Once you have read the records below, report how many lines contain the word "other", and give nothing besides that number.

◆ Collected data ◆
┄┄┄┄┄┄┄┄┄┄┄┄┄┄┄┄┄┄┄┄
PR #110, opened 2019-08-11
Zipkin tracing

oschaaf:
Opening an early PR for those who would like to have a look-see at progress around adding OpenTracing capabilities in Nighthawk. The current status is that this carves a crude but working path towards end-to-end tracing. 

Tasks left:
- Inventorize what information is missing in the NH part of the trace and add it
- Generalize set up of the tracing in NH so we can have other implementations other then zipkin

To keep the PR small, maybe it's a good idea to land a minimal version first.

Example record in the zipkin UI:

image

ps - At the moment the diff for this PR is rather large, but that will become a lot smaller once we land the outstanding PR's and merge master after that.

/cc @htuch

Issue #28, opened 2019-04-23
Integrate with a tracing API (Like OpenTrace, Lightstep, or Zipkin)


oschaaf:

oschaaf:
Some early groundwork for this is in review, and some exploration of a possible implementation is in progress over at https://github.com/envoyproxy/nighthawk/compare/master...oschaaf:tracing, which is able to send a foo zipkin spans to Envoy set up for tracing. That shows up as a combined records in zipkin's UI.

It looks like we will be able to re-use the full OpenTracing capabilities that come with Envoy, so next to zipkin, I anticipate we can tackle the other implementations in one go with relatively little extra work.

oschaaf:
Basic Zipkin support was landed via https://github.com/envoyproxy/nighthawk/pull/110

PR #130, opened 2019-08-29
Tracing prerequisites: enhanced shutdown handling

oschaaf:
Carves off a non-trivial piece from
https://github.com/envoyproxy/nighthawk/pull/110
This should help reduce noise in review when we get to landing the actual
tracing related stuff.

Most of the changes in here boil down to that when tracing is enabled, we need to be more careful in our shutdown procedures.

Part of https://github.com/envoyproxy/nighthawk/issues/28


source/common/worker_impl.cc
```diff
@@ -8,27 +8,57 @@ namespace Nighthawk {
...
   tls.registerThread(*dispatcher_, false);
 }
 
-WorkerImpl::~WorkerImpl() { tls_.shutdownThread(); }
+WorkerImpl::~WorkerImpl() { shutDown(); }
+
+void WorkerImpl::notifyExit() {
+  // code analysis isn't able to understand what we are doing here.
+  // suppress the errors from that locally, so we can continue to use
+#ifdef __clang__
```
oschaaf: clang-tidy doesn't like this, and also seems to ignore the suppression here :-(

htuch:
@jplevyak could you take a first pass on this?

source/client/client_worker_impl.cc
```diff
@@ -22,8 +22,11 @@ void ClientWorkerImpl::simpleWarmup() {
   if (prefetch_connections_) {
     benchmark_client_->prefetchPoolConnections();
   }
-  benchmark_client_->tryStartOne([this] { dispatcher_->exit(); });
-  dispatcher_->run(Envoy::Event::Dispatcher::RunType::Block);
+  if (benchmark_client_->tryStartOne([this] { dispatcher_->exit(); })) {
```
jplevyak: So I am new to this codebase so bare with me.  The name "tryStartOne" is a bit confusing.  The class is BenchmarkClient, but "One" here would seem to imply that you are starting a Client, but given that the function is not static or a factory that doesn't make sense.  How about tryStartOneRequest ?

The class BenchmarkClientHttpImpl has a method onComplete() which is part of StreamDecoderCompletionCallback.   AFAICT this is a per-request callback.   Therefore this class seems to be mixing "Client" which handles multiple requests and "Request" methods.  This only make sense if this client can only have a single outstanding request, but then the method would be tryStart rather than tryStartOneRequest and there would have to be many clients.

I would expect that there would be an object to manage the outstanding request and that object would have the onComplete handler which would then call back to the BenchmarkClientHttpImpl handler with a pointer to itself so that the BenchmarkClientHttpImpl could determine which request was failing/succeeding.  Possibly Nighthawk doesn't care specifically which request completes?

source/client/process_impl.cc
```diff
@@ -258,6 +254,7 @@ bool ProcessImpl::run(OutputCollector& collector) {
   try {
     uri.resolve(*dispatcher_, Utility::translateFamilyOptionString(options_.addressFamily()));
   } catch (UriException) {
+    tls_.shutdownGlobalThreading();
```
jplevyak: Why is this handled here instead of at the higher level?  Perhaps you want to add some termination function instead and call it here and below.  A function which checks what is running and shuts it all down that can be called in different states.  That might simplify future error handling.

source/client/stream_decoder.cc
```diff
@@ -37,9 +37,8 @@ void StreamDecoder::onComplete(bool success) {
   }
   ASSERT(!success || complete_);
   decoder_completion_callback_.onComplete(success, *response_headers_);
-  if (success) {
-    caller_completion_callback_();
-  }
+  // XXX(oschaaf): forward success state
```
jplevyak: It this hard to do now?

source/common/worker_impl.cc
```diff
@@ -8,27 +8,57 @@ namespace Nighthawk {
...
+    RELEASE_ASSERT(Envoy::Runtime::LoaderSingleton::getExisting() != nullptr,
+                   "Couldn't get runtime");
+    {
+      Envoy::Thread::LockGuard completion_lock(completion_lock_);
+      wait_event.notifyOne();
+      // Run the dispatcher to let the callbacks posted by registerThread() execute.
+      dispatcher_->run(Envoy::Event::Dispatcher::RunType::NonBlock);
+      work();
+    }
+    // This will block untill shutdown is called.
```
jplevyak: s/untill/until

source/common/worker_impl.cc
```diff
@@ -8,27 +8,57 @@ namespace Nighthawk {
...
-  ASSERT(!started_ && !completed_);
+  RELEASE_ASSERT(!started_, "WorkerImpl::start() expected started_ to be false");
   started_ = true;
-  thread_ = thread_factory_.createThread([this]() {
-    ASSERT(Envoy::Runtime::LoaderSingleton::getExisting() != nullptr);
-    // Run the dispatcher to let the callbacks posted by registerThread() execute.
-    dispatcher_->run(Envoy::Event::Dispatcher::RunType::NonBlock);
-    work();
-  });
+  Envoy::Thread::LockGuard completion_lock(completion_lock_);
```
jplevyak: This is a bit complicated because you are mixing condition variables with futures.  Why not stick with futures.

std::promise<void> launched;
future_ = std::future<void>(std::async(std::launch::async, [this, &launched](
 ...
 launched.set_value();
  ....
}));
launched.get_future().wait().

Also, std::async semantics are somewhat complex in that the implementation has a lot of leeway to do things synchronously.   Perhaps just use a std::thread?

source/client/process_impl.cc
oschaaf: I moved the shutdown code to the destructor. 
(Note: Some of the calls we need to do are forgiving when called unpaired; so it's not being done conditionally right now).

source/client/stream_decoder.cc
oschaaf: Not hard, but it did bloat this PR for a bit.
Added in https://github.com/envoyproxy/nighthawk/pull/130/commits/bd4704f4252471f30cc37e3e9316de47b6a085b2
Let me know if you prefer that backed out of this PR; I can create a separate PR for that too.
(I didn't do it earlier, because I was trying to keep PR size down, so I drew an arbitrary line)

source/common/worker_impl.cc
oschaaf: Done

source/client/client_worker_impl.cc
jplevyak: Do the requests by necessity complete in order?  Does a Client manage a single connection or multiple connections?  HTTP/2 requests need not complete in-order so then the question remains how one can determine latency without knowing which request completed?

source/client/process_impl.cc
jplevyak: I have just been debugging code which did complex work in destructors.  Would it be possible to have a shutdown() method  instead?  Sorry, to cause you trouble about this but complex code (e.g. locking, threading) in constructors and destructors have caused me too many sleepless night :)

source/client/client_worker_impl.cc
oschaaf: Latency is captured at the stream level here:
https://github.com/envoyproxy/nighthawk/blob/master/source/client/stream_decoder.cc#L36

And at the sequencer level here (which contains queue/connect time): https://github.com/envoyproxy/nighthawk/blob/master/source/common/sequencer_impl.cc#L113

include/nighthawk/common/operation_callback.h
```diff
@@ -0,0 +1,6 @@
+#include <functional>
+
+namespace Nighthawk {
+
+using OperationCallback = std::function<void(bool, bool)>;
```
jplevyak: Could you document what these two bools are?  You can add descriptive variable names for example e.g.

 std::function<void(bool done, bool ok)>;

source/client/process_impl.cc
jplevyak: I have had numerous problems with code doing complex things like locking and threads in constructors and destructors... sorry to be a pain, but could you use a shutdown() function instead  and call it before the destructor?

source/client/stream_decoder.cc
jplevyak: I am find with doing it here.  Thanx!

source/client/process_impl.cc
jplevyak: Sorry about the dup, github was slow to recognize the comment :(

source/common/worker_impl.cc
jplevyak: I am a bit confused as to why this seems so complicated.  There must be something that I am not understanding about this code.  I would like to understand it, so I grabbed your branch and hacked a very simple version which just does a join in waitForCompletion:

https://github.com/jplevyak/nighthawk/commit/c56a645673d3a413abb2711961b4fc5fedb64429

It passes all the tests.

What am I not understanding?

oschaaf:
@jplevyak explicit shutdown added: https://github.com/envoyproxy/nighthawk/pull/130/commits/5f5e064e546852a1ddee76f1698cf4f612bb524c

source/common/worker_impl.cc
oschaaf: Later on we need the threads to be running after waitforcompletion() exits. (The tracing branch is a litle ahead of what we are reviewing here). If I remember correctly we need this to be able to properly shut down things owned on the main thread, but I need to revisit to refresh my memory and dig up specifics.

oschaaf: So I patched in  jplevyak@c56a645 in over at the `tracing` branch to see if problems still arise.
Testing with https we would run into an issue upon shutdown.. For example:

```bash
$ gdb --args bazel-bin/nighthawk_client --duration 1 https://127.0.0.
```

Yields the following ASSERT being triggered:

```
(gdb) bt
#0  __GI_raise (sig=sig@entry=6) at ../sysdeps/unix/sysv/linux/raise.c:50
#1  0x00007ffff7c6c535 in __GI_abort () at abort.c:79
#2  0x0000000001b4f1a2 in Envoy::Extensions::TransportSockets::Tls::ContextManagerImpl::~ContextManagerImpl (this=0x433e4b0)
    at external/envoy/source/extensions/transport_sockets/tls/context_manager_impl.cc:18
#3  0x0000000001b4f269 in Envoy::Extensions::TransportSockets::Tls::ContextManagerImpl::~ContextManagerImpl (this=0x433e4b0)
    at external/envoy/source/extensions/transport_sockets/tls/context_manager_impl.cc:16
#4  0x000000000049c31f in std::default_delete<Envoy::Extensions::TransportSockets::Tls::ContextManagerImpl>::operator() (this=0x7fffffffd860, __ptr=0x433e4b0)
    at /usr/lib/gcc/x86_64-linux-gnu/8/../../../../include/c++/8/bits/unique_ptr.h:81
#5  0x000000000049ab40 in std::unique_ptr<Envoy::Extensions::TransportSockets::Tls::ContextManagerImpl, std::default_delete<Envoy::Extensions::TransportSockets::Tls::ContextManagerImpl> >::~unique_ptr (
    this=0x7fffffffd860) at /usr/lib/gcc/x86_64-linux-gnu/8/../../../../include/c++/8/bits/unique_ptr.h:274
#6  0x0000000000494ce1 in Nighthawk::Client::ProcessImpl::~ProcessImpl (this=0x7fffffffc148) at bazel-out/k8-dbg/bin/source/client/_virtual_includes/nighthawk_client_lib/client/process_impl.h:46
#7  0x0000000000491fcc in Nighthawk::Client::Main::run (this=0x429a1b0) at source/client/client.cc:60
#8  0x0000000000459809 in main (argc=6, argv=0x7fffffffdae8) at source/exe/client_main_entry.cc:26
```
┄┄┄┄┄┄┄┄┄┄┄┄┄┄┄┄┄┄┄┄
◆ PROBLEM SOLUTION ◆
2